_Dataset entries_.
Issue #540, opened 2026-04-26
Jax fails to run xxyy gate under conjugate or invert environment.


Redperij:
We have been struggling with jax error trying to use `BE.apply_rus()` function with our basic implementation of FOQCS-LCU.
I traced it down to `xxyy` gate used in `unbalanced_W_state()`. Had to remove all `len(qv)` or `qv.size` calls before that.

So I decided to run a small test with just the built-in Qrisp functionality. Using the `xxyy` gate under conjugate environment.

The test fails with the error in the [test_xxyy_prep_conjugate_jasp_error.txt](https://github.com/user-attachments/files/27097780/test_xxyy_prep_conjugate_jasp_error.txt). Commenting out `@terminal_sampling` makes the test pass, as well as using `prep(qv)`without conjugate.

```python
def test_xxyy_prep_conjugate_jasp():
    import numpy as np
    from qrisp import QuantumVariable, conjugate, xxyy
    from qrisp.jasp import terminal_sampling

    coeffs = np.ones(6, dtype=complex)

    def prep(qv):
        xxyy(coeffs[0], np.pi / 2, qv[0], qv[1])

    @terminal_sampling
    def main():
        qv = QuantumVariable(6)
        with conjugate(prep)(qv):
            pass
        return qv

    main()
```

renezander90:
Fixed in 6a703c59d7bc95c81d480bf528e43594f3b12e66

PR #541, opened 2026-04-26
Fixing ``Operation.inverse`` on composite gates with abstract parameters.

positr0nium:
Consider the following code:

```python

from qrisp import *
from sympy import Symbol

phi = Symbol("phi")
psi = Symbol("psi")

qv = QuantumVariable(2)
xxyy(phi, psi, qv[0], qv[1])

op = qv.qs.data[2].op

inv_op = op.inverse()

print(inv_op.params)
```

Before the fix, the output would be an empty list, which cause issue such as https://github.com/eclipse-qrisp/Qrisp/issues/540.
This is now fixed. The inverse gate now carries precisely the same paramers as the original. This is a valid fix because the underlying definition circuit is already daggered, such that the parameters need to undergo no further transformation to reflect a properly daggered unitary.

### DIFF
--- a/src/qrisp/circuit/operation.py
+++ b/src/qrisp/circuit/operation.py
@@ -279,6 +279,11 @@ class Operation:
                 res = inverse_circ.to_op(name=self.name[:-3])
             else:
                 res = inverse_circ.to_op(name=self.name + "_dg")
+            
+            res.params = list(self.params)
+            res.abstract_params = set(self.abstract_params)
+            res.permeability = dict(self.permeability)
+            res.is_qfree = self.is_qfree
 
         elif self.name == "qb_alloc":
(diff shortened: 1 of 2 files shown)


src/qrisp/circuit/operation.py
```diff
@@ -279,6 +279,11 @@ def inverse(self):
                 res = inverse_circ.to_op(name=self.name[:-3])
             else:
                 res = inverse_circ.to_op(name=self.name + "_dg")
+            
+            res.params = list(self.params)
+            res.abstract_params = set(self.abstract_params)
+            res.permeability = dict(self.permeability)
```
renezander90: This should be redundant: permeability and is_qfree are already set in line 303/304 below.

--

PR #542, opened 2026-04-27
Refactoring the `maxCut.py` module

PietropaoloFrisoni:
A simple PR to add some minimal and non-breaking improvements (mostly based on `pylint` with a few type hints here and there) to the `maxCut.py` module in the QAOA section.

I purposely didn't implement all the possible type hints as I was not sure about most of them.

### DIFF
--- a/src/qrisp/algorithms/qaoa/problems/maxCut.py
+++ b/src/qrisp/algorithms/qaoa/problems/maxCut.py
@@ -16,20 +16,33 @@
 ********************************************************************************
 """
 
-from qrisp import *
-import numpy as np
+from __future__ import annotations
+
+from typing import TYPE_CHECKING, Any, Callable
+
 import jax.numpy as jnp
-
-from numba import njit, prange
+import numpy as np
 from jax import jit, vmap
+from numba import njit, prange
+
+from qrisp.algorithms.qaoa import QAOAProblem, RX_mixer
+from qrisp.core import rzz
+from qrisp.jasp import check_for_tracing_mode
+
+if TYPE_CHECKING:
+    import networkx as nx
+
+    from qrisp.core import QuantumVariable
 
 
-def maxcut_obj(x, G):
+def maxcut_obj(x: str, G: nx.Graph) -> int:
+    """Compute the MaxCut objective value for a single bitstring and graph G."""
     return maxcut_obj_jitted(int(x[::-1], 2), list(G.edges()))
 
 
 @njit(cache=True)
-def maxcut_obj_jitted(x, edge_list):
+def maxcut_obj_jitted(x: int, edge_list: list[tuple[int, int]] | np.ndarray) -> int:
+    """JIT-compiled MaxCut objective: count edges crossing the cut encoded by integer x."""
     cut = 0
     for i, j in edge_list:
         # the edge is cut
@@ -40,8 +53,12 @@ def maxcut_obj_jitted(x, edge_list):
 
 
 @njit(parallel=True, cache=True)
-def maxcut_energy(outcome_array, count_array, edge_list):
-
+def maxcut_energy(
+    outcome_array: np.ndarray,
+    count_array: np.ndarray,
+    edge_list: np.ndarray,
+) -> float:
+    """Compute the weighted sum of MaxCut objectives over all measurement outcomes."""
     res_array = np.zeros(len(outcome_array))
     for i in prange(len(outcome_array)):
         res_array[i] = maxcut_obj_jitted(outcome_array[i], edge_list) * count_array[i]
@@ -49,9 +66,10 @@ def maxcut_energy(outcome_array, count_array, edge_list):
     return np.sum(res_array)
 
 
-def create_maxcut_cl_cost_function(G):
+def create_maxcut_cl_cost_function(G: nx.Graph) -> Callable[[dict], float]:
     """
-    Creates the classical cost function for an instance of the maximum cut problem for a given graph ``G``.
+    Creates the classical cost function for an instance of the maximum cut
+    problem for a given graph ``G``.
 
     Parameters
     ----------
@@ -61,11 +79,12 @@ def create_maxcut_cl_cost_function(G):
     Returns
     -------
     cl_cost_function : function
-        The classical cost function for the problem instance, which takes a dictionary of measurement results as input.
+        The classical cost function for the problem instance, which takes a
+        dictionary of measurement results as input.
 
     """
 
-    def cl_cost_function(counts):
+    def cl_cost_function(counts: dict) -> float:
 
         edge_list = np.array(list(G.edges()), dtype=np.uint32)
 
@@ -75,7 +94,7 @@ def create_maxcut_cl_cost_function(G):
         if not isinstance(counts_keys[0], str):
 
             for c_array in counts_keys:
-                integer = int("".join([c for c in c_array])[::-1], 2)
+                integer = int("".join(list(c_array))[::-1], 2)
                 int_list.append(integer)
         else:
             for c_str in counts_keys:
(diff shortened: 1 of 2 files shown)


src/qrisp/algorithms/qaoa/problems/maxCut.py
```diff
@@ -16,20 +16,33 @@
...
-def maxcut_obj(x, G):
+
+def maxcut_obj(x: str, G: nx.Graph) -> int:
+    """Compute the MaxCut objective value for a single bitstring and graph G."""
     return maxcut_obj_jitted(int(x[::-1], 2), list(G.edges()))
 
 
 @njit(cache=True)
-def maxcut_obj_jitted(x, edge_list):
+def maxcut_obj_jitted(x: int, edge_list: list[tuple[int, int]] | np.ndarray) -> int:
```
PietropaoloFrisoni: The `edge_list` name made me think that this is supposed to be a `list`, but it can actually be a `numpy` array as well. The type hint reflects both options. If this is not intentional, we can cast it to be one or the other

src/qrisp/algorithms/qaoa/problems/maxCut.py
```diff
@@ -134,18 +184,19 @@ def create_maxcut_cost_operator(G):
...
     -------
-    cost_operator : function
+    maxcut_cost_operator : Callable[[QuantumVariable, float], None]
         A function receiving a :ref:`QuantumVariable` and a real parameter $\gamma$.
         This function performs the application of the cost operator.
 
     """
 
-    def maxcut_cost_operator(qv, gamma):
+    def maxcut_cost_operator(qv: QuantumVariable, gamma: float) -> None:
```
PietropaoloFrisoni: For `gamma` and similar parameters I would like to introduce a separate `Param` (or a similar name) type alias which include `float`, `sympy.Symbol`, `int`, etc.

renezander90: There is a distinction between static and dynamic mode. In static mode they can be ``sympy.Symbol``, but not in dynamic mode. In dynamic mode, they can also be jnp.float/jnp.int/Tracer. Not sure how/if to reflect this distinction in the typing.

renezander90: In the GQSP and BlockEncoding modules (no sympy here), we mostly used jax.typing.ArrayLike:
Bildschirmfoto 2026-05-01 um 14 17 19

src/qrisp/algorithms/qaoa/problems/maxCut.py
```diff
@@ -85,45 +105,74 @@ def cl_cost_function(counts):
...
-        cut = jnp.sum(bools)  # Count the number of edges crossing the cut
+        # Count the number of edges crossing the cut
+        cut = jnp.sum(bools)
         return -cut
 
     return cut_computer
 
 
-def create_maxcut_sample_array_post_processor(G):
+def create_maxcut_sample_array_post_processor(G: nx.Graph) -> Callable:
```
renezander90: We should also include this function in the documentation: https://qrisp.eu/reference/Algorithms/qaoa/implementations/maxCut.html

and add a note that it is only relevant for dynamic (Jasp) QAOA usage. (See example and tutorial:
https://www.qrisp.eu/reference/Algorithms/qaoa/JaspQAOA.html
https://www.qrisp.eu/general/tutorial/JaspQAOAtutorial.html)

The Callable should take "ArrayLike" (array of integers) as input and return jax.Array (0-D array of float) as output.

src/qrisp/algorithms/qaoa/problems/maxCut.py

_About this task_. Copy out, exactly and alone, the lines of the entries above between the ones holding "Issue #540, opened 2026-04-26" and "We have been", inclusive.

_Reply_.
Issue #540, opened 2026-04-26
Jax fails to run xxyy gate under conjugate or invert environment.


Redperij:
We have been struggling with jax error trying to use `BE.apply_rus()` function with our basic implementation of FOQCS-LCU.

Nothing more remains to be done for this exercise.